Gather all lines in the entries below that include the word "while".

[Available records — start]

PR #1194, opened 2024-09-30
stream-metadata: add cache for user bio

miguel-nascimento:
Should close TOWNS-12552.

### DIFF
--- a/packages/stream-metadata/src/aws.ts
+++ b/packages/stream-metadata/src/aws.ts
@@ -20,24 +20,24 @@ export class CloudfrontManager {
 		})
 	}
 
-	private async invalidate(params: { path: string[]; waitUntilFinished?: boolean }) {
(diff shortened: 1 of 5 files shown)


packages/stream-metadata/src/aws.ts
```diff
@@ -78,14 +80,14 @@ export class CloudfrontManager {
...
-				path,
+				paths,
 			},
 			'CloudFront cache invalidation completed',
 		)
 	}
 
 	static async createCloudfrontInvalidation(params: {
-		path: string
+		path: string[]
```
texuf, line 90: why not rename this one to paths?

texuf (approved):

miguel-nascimento:
re-requesting review - increased the cache duration to 1 year

packages/stream-metadata/src/aws.ts
miguel-nascimento: fixed

texuf (approved):

PR #1197, opened 2024-09-30
Increase runner configuration to ubuntu-x64-16core for all CI jobs

sergekh2:


mechanical-turk (approved):
@sergekh2 approved as long as we observe a noticeable difference in time to completion. Let's not blow up the bill for no reason

jterzis (approved):

PR #2969, opened 2025-05-02
web3: simplify shims with typechain factories

salzbrenner:
Before, all shims had to provide 3 files: "contract" and "interface" from typechain, and the json ABI.

Typechain already packages all of this and makes it available via their factories

This PR updates the BaseContractShim to accept a typed contract using these factories. We don't need to import json ABIs, or other typechain typings, although a few shims still import some extra types.

There were some mismatches in several shim files between the typings get imported, and the abi that was used to create the contract interface. see [channel shim](https://github.com/towns-protocol/towns/pull/2969/files#diff-3c190a76fe6634fc5bdaf22d9abd983661ff25f3486f6335396590dd8f7cd336L2) for example. I corrected this for I believe all shims by adding the abi to the generated types, and using that for the factory.


texuf (approved):
Nice

shuhuiluo (approved):

packages/web3/src/BaseContractShim.ts
```diff
@@ -1,63 +1,65 @@
...
 
 const logger = dlogger('csb:BaseContractShim')
 
-// V2 smart contract shim
-// todo: replace BaseContractShim with this when refactoring is done
-export class BaseContractShim<
-    T_DEV_CONTRACT extends ethers.Contract,
-    T_DEV_INTERFACE extends ethers.utils.Interface,
-> {
+export class BaseContractShim<T_CONTRACT extends ethers.Contract> {
```
shuhuiluo, line 10:
```suggestion
export class BaseContractShim<
  F = unknown,
  T_CONTRACT extends ethers.Contract = F extends { connect: Connect<unknown> } 
    ? ContractType<typeof F.connect> 
    : ethers.Contract
> {
```
Consider this for simplicity. Use it as
```typescript
export class IDropFacetShim extends BaseContractShim<IDropFacet__factory>
```

salzbrenner: I'll try it out!

shuhuiluo (approved):

PR #2972, opened 2025-05-03
Switch yarn to use global cache and hardlinks

sergekh2:


texuf (approved):

.yarnrc.yml
```diff
@@ -1,6 +1,16 @@
...
+
+enableImmutableCache: false
+
+enableImmutableInstalls: true
+
+enableTelemetry: false
+
+nmMode: hardlinks-global
 
 nodeLinker: node-modules
```
miguel-nascimento, line 15: https://yarnpkg.com/configuration/yarnrc#nodeLinker
we could make it similar to pnpm too

sergekh2: Haven't checked if all our packages are ready for plug-n-play. There are some not fully specified/inconsistent deps through our configs. Ideally we should fix them and go to yarn4 or pnpm (which is stricter about deps, so we can't upgrade without fixing).

miguel-nascimento: I was talking about using `nodeLinker: pnpm`. It behaves similarly, docs say:
> If pnpm, a node-modules will be created using symlinks and hardlinks to a global content-addressable store.

Instead of copying from the global cache, it will use a symlink.

.yarnrc.yml
```diff
@@ -1,6 +1,16 @@
+checksumBehavior: throw
+
 compressionLevel: mixed
 
-enableGlobalCache: false
+enableGlobalCache: true
+
+enableImmutableCache: false
+
+enableImmutableInstalls: true
```
miguel-nascimento, line 9: can we mark this as false? without this, if you change versions on package.json and hit yarn to install it wont work.

.yarnrc.yml
miguel-nascimento: I tried `nodeLinker: pnpm`. 
It doesn't really that well currently, since our monorepo has a bunch of unlisted dependencies (mostly on `packages/generated`)
Let's skip it for now

miguel-nascimento (approved):

.yarnrc.yml
sergekh2: in theory then you should run with env var override to update yarn.lock, but either value is fine with me

miguel-nascimento: I like the default one (when you dont provide the value in .yarnrc.yml). It allows without env on local, but on CI it blocks.

PR #2703, opened 2025-03-27
feat(contract): introduce `SwapRouter` for token swaps with fees

shuhuiluo:
Adds `SwapRouter` contract to facilitate token swaps through whitelisted routers, with integrated fee collection for treasury and posters. Implements swap execution, validation, fee distribution, and balance handling alongside supporting storage and interface.

PR #2980, opened 2025-05-05
add swap router shims

erikolsson:
stacked on #2703


packages/web3/src/v3/Space.ts
```diff
@@ -96,6 +98,7 @@ export class Space {
         this.tipping = new ITippingShim(address, provider)
         this.review = new IReviewShim(address, provider)
         this.treasury = new ITreasuryShim(address, provider)
+        this.swapRouter = new ISwapRouterShim(address, provider)
```
salzbrenner, line 101: so every space gets a swap router facet?
just double checking b/c in Towns you were asking about a swapRouter address, which suggests to me it's not...or are there multiple?

PR #2987, opened 2025-05-06
refactor(contract): surface channel service errors

shuhuiluo:
Replaced `ChannelService` error imports with `IChannelBase` and updated generated ABIs and typings to reflect new error definitions.


texuf (approved):
Thank you

giuseppecrj:
Why was this merged? ChannelService is separate from ChannelBase since one is the facet and the other is the library used across facets? IChannelBase.ChannelService doesn't make sense.

shuhuiluo:
> Why was this merged? ChannelService is separate from ChannelBase since one is the facet and the other is the library used across facets? IChannelBase.ChannelService doesn't make sense.

This is to unblock pull-river on harmony. Errors declared in a library are not exported in ABI when using with `CustomRevert`. Also arguably unlike internal functions, errors and events belong to the ABI which justifies putting them in an interface.

PR #2991, opened 2025-05-06
Implement miniblock candidate production slowdown if no progress is made

sergekh2:


core/node/storage/pg_stream_store.go
```diff
@@ -1333,6 +1333,59 @@ func (s *PostgresStreamStore) readMiniblockCandidateTx(
...
+	if err := tx.QueryRow(
+		ctx,
+		s.sqlForStream(
+			"SELECT COUNT(*) FROM {{miniblock_candidates}} WHERE stream_id = $1 AND seq_num = $2",
+			streamId,
+		),
+		streamId,
+		miniblockNumber,
+	).Scan(&count); err != nil {
+		// if errors.Is(err, pgx.ErrNoRows) {
```
clemire, line 1381: This is a nit, but: if we get a database or pgx-related error on this query which is not pgx.ErrNoRows, we might mistakenly assume the candidate count here is 0 instead of realizing there was an error. Could you branch here on error type?

PR #2993, opened 2025-05-07
Space stream trimming

rhbntt:
Space streams (10xxx) can grow indefinitely due to encryption key solicitation requests that continue to loop. This leads to excessive database growth - for example, one stream was observed to take up 150GB. Since space streams don't require pagination support, we can safely trim old miniblocks.


core/node/storage/pg_stream_store.go
```diff
@@ -34,8 +34,8 @@ type PostgresStreamStore struct {
 
 	numPartitions int
 
-	//
 	esm *ephemeralStreamMonitor
+	st  *streamTrimmer
```
bas-vk, line 38: Please use more descriptive names for fields.

core/node/storage/pg_stream_trimmer.go
```diff
@@ -0,0 +1,258 @@
...
+	// Start the stream trimmer
+	st.start(ctx)
+
+	return st, nil
+}
+
+// start starts the stream trimmer
+func (t *streamTrimmer) start(ctx context.Context) {
+	t.wg.Add(1)
+	defer t.wg.Done()
```
bas-vk, line 55: Should this be in the go routine?

core/node/storage/pg_stream_trimmer.go
```diff
@@ -0,0 +1,258 @@
...
+		defer ticker.Stop()
+
+		for {
+			select {
+			case <-ctx.Done():
+				t.log.Info("Stream trimmer stopped due to context cancellation", "err", ctx.Err())
+				return
+			case <-t.stop:
+				t.log.Info("Stream trimmer stopped due to stop signal")
+				t.close()
```
bas-vk, line 69: Do we need this stop method with the wait group?

core/node/storage/pg_stream_trimmer.go
```diff
@@ -0,0 +1,258 @@
...
+
+	if len(streams) == 0 {
+		t.log.Debug("No space streams to trim")
+		return
+	}
+
+	t.log.Infow("Starting trim operation", "totalStreams", len(streams))
+
+	// Create a worker pool
+	streamCh := make(chan StreamId, len(streams))
```
bas-vk, line 113: We use `github.com/gammazero/workerpool` in other places.

core/node/storage/pg_stream_trimmer.go
```diff
@@ -0,0 +1,242 @@
...
+	for {
+		// Use CTID for efficient deletion
+		rows, err := tx.Query(
+			ctx,
+			t.store.sqlForStream(
+				`WITH rows_to_delete AS (
+					SELECT ctid
+					FROM {{miniblocks}}
+					WHERE seq_num < $1
+					LIMIT $2
```
bas-vk, line 180: This must include the stream id as criteria.

core/node/storage/pg_stream_trimmer.go
```diff
@@ -0,0 +1,242 @@
...
+	}
+
+	// Calculate the miniblock number to keep (last snapshot - miniblocksToKeep)
+	miniblockToKeep := lastSnapshotMiniblock - t.miniblocksToKeep
+	if miniblockToKeep <= 0 {
+		return nil // Nothing to trim
+	}
+
+	// Delete miniblocks in batches
+	const batchSize = 1000
```
bas-vk, line 170: I can't say how fast this deletion is. But for large streams this can probably take a long time while having a lock on the stream.

A different approach is to give the stream trimmer a worker pool with a reduced worker count to pace deletions (for instance 4). Drop the for loop here and if there are more miniblocks to delete for the stream post a new trim task to the worker pool. The worker pool will continue to work on other streams in the mean time and when its this task turn will delete the next batch of miniblocks. In the mean time the stream is unlocked and can progress.

And instead of scheduling every hour new trim tasks have some kind of accounting that keeps track for which streams there is a pending deletion task to prevent having multiple trim tasks scheduled for the same stream. And every time a new miniblock is written with a number > `t.miniblocksToKeep` schedule a new miniblock trim task for the stream.

This approach distributes the load more evenly while having short stream lock durations.

core/node/storage/pg_stream_trimmer.go
```diff
@@ -0,0 +1,237 @@
...
+		if err := t.processTrimTask(task); err != nil {
+			t.log.Errorw("Failed to process trim task",
+				"stream", task.streamId,
+				"err", err,
+			)
+		}
+
+		// Remove the pending task mark
+		t.pendingTasksLock.Lock()
+		delete(t.pendingTasks, streamId)
```
bas-vk, line 186: In the following scenario:

task is picked up by the worker pool (`scheduleTrimTask` already returned), `processTrimTask` deletes batch size miniblocks and schedules a new trim task. `t.pendingTasks[streamId]` is not yet deleted (that happens afterwards) so the task is dropped due to a duplicate? And when `processTrimTask` returns the stream is deleted from pendingTasks on this line?

bas-vk:
We also have stream reconcile logic. This syncs remote stream data into a nodes local state. This fetches all miniblocks from genesis. With stream trimming this logic also needs to be updated that it won't reconcile from genesis but only imports the last N miniblocks.

core/env/local/multi/on_chain.csv
```diff
@@ -16,3 +16,4 @@
 "stream.getMiniblocksMaxPageSize",0,200
 "stream.ephemeralStreamTTLMs",0,600000
 "stream.snapshotIntervalInMiniblocks",0,0
+"stream.spaceStreamMiniblocksToKeep",0,1000
```
sergekh2, line 19: lets do per-type settings in the same way as stream.minEventsPerSnapshot

core/node/storage/pg_stream_trimmer.go
```diff
@@ -0,0 +1,236 @@
...
+	}
+
+	// Calculate the miniblock number to keep
+	miniblockToKeep := lastSnapshotMiniblock - t.miniblocksToKeep
+	if miniblockToKeep <= 0 {
+		return nil // Nothing to trim
+	}
+
+	// Delete miniblocks in a single batch.
+	const batchSize = 1000
```
sergekh2, line 118: lets make it configurable

core/node/storage/pg_stream_trimmer.go
```diff
@@ -0,0 +1,236 @@
...
+	rows, err := tx.Query(
+		ctx,
+		t.store.sqlForStream(
+			`WITH rows_to_delete AS (
```
sergekh2, line 122: please change to num-based delete by the primary key

core/node/storage/pg_stream_trimmer.go
```diff
@@ -0,0 +1,267 @@
...
+}
+
+// scheduleStreamsTrimming schedules trimming for all trimmable streams.
+func (t *streamTrimmer) scheduleStreamsTrimming(ctx context.Context) error {
+	return t.store.txRunner(
+		ctx,
+		"streamTrimmer.scheduleStreamsTrimming",
+		pgx.ReadWrite,
+		func(ctx context.Context, tx pgx.Tx) error {
+			rows, err := tx.Query(ctx, "SELECT stream_id FROM es WHERE ephemeral = false")
```
sergekh2, line 243: Lets add SKIP LOCKED here so this tx doesn't conflict with other txes on es table

sergekh2 (approved):

core/node/storage/pg_stream_trimmer.go
```diff
@@ -0,0 +1,267 @@
...
+	// Calculate the highest miniblock number to keep
+	miniblockToKeep := lastSnapshotMiniblock - task.miniblocksToKeep
+	if miniblockToKeep <= 0 {
+		return nil // Nothing to trim
+	}
+
+	// Calculate the range to delete starting from miniblock 0
+	var startSeq int64
+	if task.lastDeletedMiniblock == 0 {
+		startSeq = miniblockToKeep - int64(t.trimmingBatchSize)
```
sergekh2, line 144: this part is confusing, if nothing was deleted before it seems that it will delete some mbs in the middle of the range?
Lets always delete from the beginning of the range so range in continuous. 
It seems the easier way is to select min number from db always and do calculation from there. Also eliminated the need to track lastDeletedMb potentially.

PR #3005, opened 2025-05-07
Add a filter option to snapshot repair in the migration tool

clemire:


core/tools/migrate_db/river_migrate_db.go
```diff
@@ -1728,31 +1740,46 @@ func restoreSnapshotIndices(
 		})
 	}
 
+	if verbose {
+		fmt.Println("Work submitted")
+	}
+
```
clemire, line 1746:
```suggestion
```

[Available records — finish]

**Result for this task**
bas-vk, line 170: I can't say how fast this deletion is. But for large streams this can probably take a long time while having a lock on the stream.
This approach distributes the load more evenly while having short stream lock durations.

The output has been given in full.